初めての育児でどうしていいかわからない。育児書を読みながら一人で悩みを抱え込んでいました
- 子供を寝かしつけて、その間に夕食の準備。急がなければという気持ちと裏腹に、ついお酒に手が出てしまう
- 最初は、酎ハイ350ml1本だったのが、やがてストロング缶(9%)500ml3本に
お子さんが小学校低学年のキッチンドリンカーの架空体験談
子供が学校に行っている間に、家事と独身時代仕事で覚えたWebデザインの在宅ワークをすませる。

夫からは仕事はしないでくれと言われていた。しかし昔から打ち込んでいた仕事ができなくなるのは、とてもつらかった
- ランサーズやクラウドワークスからの受注なので収入はわずかだが充実感はあった。
- 最初は食事を作りながらだったが、そのうち食後も
- 子供をお風呂に入れられず、夫に説教されるようになる
- やがて仕事も家事も子育てもできなり、苦しさを忘れようと酔いつぶれるようになった。
そもそもキッチンドリンカーはほろ酔い状態で家事はできるのか?
冒頭でも書きましたが、
- お酒を飲みながら家事をすると問題があるのではないか?
- そもそも酔っていて家事ができるのか?
もちろん飲まないほうがいいのにきまっています。

しかし「少し飲んだ方が家事がはかどる」とよく聞きます
料理だけでなく、洗濯、掃除、子供の世話など。

飲みすぎればダメだけど、ほろ酔い状態のほうがうまくいくよ
以下の記事でほろ酔い状態では頭の回転が速くなる?」と書きました。「少しの家事ならお酒を飲んでいても可能かもしれない?」ことを裏づけるかもしれません。

キッチンドリンカーは短期間で依存症になる
女性の体質はアルコールに弱い
女性の身体はお酒に弱いです。
- 肝硬変は男性より10歳以上も若く、飲酒量も半分程度であると研究で示されています。
- 女性の体と肝臓は小さいのでアルコールの分解スピードが遅くなります。
- 女性は体脂肪が多く、体内の水分量が男性より少ないので、血中アルコール濃度が高くなります。

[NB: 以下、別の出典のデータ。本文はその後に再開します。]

PR #14935, opened 2023-06-24
[NO_SKIP][test-all] Unpin grpcio

gibsondan:
[NO_SKIP][test-all]

Some combination of the grpcio 1.56.0 release and possibly some unintentional changes on our side (could be the dagster-graphql fixture changes so we spin fewer servers up and down on each test run?) makes removing this pin no longer destabilize our BK pipeline.

## How I Tested These Changes
BK (in the past - at least one dagster or dagster-graphql run would consistently hang and time out, now it never happens across multiple runs)

### DIFF
--- a/python_modules/dagster/setup.py
+++ b/python_modules/dagster/setup.py
@@ -27,9 +27,6 @@ def get_version() -> str:
 
 # grpcio 1.44.0 is the min version compatible with both protobuf 3 and 4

つまり女性の体には高濃度のアルコールが、体内に長く留まりやすい

ですから、酔いやすく、肝臓に大きな負担がかかります
こういった理由から、女性は短期間で依存症になります。
キッチンドリンカーにはよりきめ細かな配慮が必要
アメシスト(女性依存症者)の治療は時間がかかる
断酒は単にお酒を飲まないというだけでは継続が難しいです。
アルコールの力を借りずに毎日の生活を心身ともに充実させるのがカギになります。
アルコール依存症の断酒・回復という意味では基本的に女性と男性は同じだと思います。
しかし、アルコール専門病院で「女性の治療は難しい」とよく聞きます
- 女性の依存症者の特徴は、摂食障害やうつ、自殺未遂など様々な精神的問題を抱えていることが多いです
- 男性と比べると環境に大きく影響される面があります。そして一般的に自分を責める傾向が強いという面もあります
飲酒の機会は女性に開かれつつありますが、まだまだ女性は罪悪感を強く感じています。

受診の妨げとして、女性のアルコール依存症は、男性以上に周囲の偏見が強いこともあるでしょう
受診や治療に二の足を踏むケースも多いことから、男性よりも複雑化しやすい傾向にあります。
女性でバリバリ仕事をする人は男性に負けたくないというタイプが多いので、女性が安心して心を穏やかにできる場所を作るのは簡単ではないようです。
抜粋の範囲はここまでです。